:: EXERCISE MATERIAL ::
PR #1074, opened 2019-10-30
Update README.md

adborden:
Add a note about the tmux session.

### DIFF
--- a/README.md
+++ b/README.md
@@ -59,9 +59,14 @@ these requirements:
 
 Once you're SSH'd into the jumpbox, follow these steps for deploy.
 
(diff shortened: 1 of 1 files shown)


mogul (approved):

mogul:
Weird that the converge is failing, especially as it's not likely to be due to this PR!
```
    ckan-catalog-app-trusty    : ok=8    changed=4    unreachable=0    failed=1
```

Any ideas?

adborden:
Yeah, just seems like a network hiccup, the real failure is during the CKAN install, pip failed with an SNIMissing error on the SSL connection. I'm just going to retry.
:::
**ASSIGNMENT**:
In the preceding material, find each line holding the word "README" and copy it out.

**TASK ANSWER**:
Update README.md
--- a/README.md
+++ b/README.md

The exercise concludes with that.